The test probably fails to reject H0, that is, it does not identify data drift!
Question! 2
Answer!
The test probably rejects H0, that is, identifies data drift!
Continuos Features
To detect data drift for continuous features, we will use the Kolmogorov-Smirnov (KS) test.
The KS test is a statistical test used to assess the equality between two one-dimensional probability distributions.
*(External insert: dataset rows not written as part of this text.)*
Issue #4708, opened 2020-08-31
Pic2card on official website


productboard-ac:

productboard-ac:
Link to feature: https://adaptivecards.productboard.com/feature-board/planning/features/5457426

matthidinger:
@haridas feel free to reference this issue with your PR

shalinijoshi19:
@matthidinger anything else that needs to be done here before we close this out?

matthidinger:
I'll move it to 20.10 and we'll close it when @haridas has things buttoned up

haridas:
@matthidinger  Please review the PR #4893

shalinijoshi19:
@matthidinger this *may* have Accessibility implications - do we know/have we double checked with the SMEs? If not i can spin up a thread real quick..

shalinijoshi19:
@RebeccaAnne FYI around the Accessibility question.

shalinijoshi19:
@matthidinger @haridas since this is pending Accessibility Review slated for this week, I am going to have to move this out to 20.11 :(  -- The good news is that if there are no concerns raised in today's review we can pull this back in and get this checked into main && release/20.10 branches for inclusion in the 20.10 payload; Worst case we bundle this up as part of our 20.11 release next month.

shalinijoshi19:
Moving this out to 21.01 to allow time for accessibility fixes + test passes.

haridas:
The accessibility team has given **test pass** confirmation, we can proceed further on this.

RebeccaAnne:
This has been shipped.

PR #4742, opened 2020-09-08
[pic2card] Upstream release fixes and changes

haridas:
- Normalised the api response for template / non-template apis
- Dockerfile for both detr and rcnn models
- Reduced the docker image size close to 1.1GB ( Before it used to be > 2G )
- Removed the need for tf_object_detection library, which was adding lot of unnecessary dependencies for lesser gain.
- Added github actions to publish the backend to github container registry ( ghrc.io )
- Tesseract fixes to avoid mdfile false triggering special characters.

Related Issue: https://github.com/microsoft/AdaptiveCards/issues/4708

###### Microsoft Reviewers: [Open in CodeFlow](http://wpcp.azurewebsites.net/CodeFlowProtocolProxy2.php?pullrequest=https://github.com/microsoft/AdaptiveCards/pull/4742)


haridas:
Tried to rerun the .NET and .iOS test builds, seems they are failing repeatedly. @matthidinger @paulcam206 could you please check it.

Vasanth-S (approved):

Issue #4731, opened 2020-09-03
[Android][Performance] Reduce the number of empty views generated


almedina-ms:
# Platform
* Android

# Author or host

dev

# Version of SDK

main

# Details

We will employ it to compare two samples to answer the question:
What is the likelihood that these two sets of samples were randomly selected from the same underlying probability distribution?
We can write the hypotheses of the statistical test as follows:
-
Null hypothesis (H0): The two samples come from the same distribution.
-
Alternative hypothesis (H1): The two samples do not come from the same distribution.
This way we will be able to evaluate whether the distribution of a continuum has changed over time.
Let's generate simulated data and perform hypothesis testing.
import numpy as np
import matplotlib.pyplot as plt
from scipy.stats import ks_2samp
# Generate data from two distributions
np.random.seed(1234)
data_train = np.random.normal(loc=0, scale=1, size=1000)
data_prod = np.random.normal(loc=0.02, scale=1.01, size=1000)
We will build histograms to check the distribution of the feature at both times.
# Plot histograms of the two distributions
plt.hist(data_train, bins=30, alpha=0.5, label="Data train")
plt.hist(data_prod, bins=30, alpha=0.5, label="Data production")
plt.xlabel("Feature Value")
plt.ylabel("Frequency")
plt.title("Histogram of Data train and Data production")
plt.legend()
plt.show()
Then, we use the KS test to make the decision whether or not there is data drift in the continuous variable.
# Perform the Kolmogorov-Smirnov test
ks_statistic, p_value = ks_2samp(data_train, data_prod)
alpha = 0.05
# Print the KS test results
print(f"KS statistic: {ks_statistic:.4f}")
print(f"P-value: {p_value:.4f}")
# Check if there is a significant difference
if p_value < alpha:
print(
"Data drift detected: There is a significant difference in the continuos variable distribution."
)
else:
print(
"No data drift detected: There is no significant difference in the continuos variable distribution."
)
Question! 3
Answer!
The test probably fails to reject H0, that is, it does not identify data drift!
Question! 4
Answer!
The test probably rejects H0, that is, identifies data drift!
Tip! 1
Keep in mind that monitoring model performance degradation is an ongoing process.
It is advisable to monitor metrics in real-time and to implement automated alerts to notify your team when issues arise.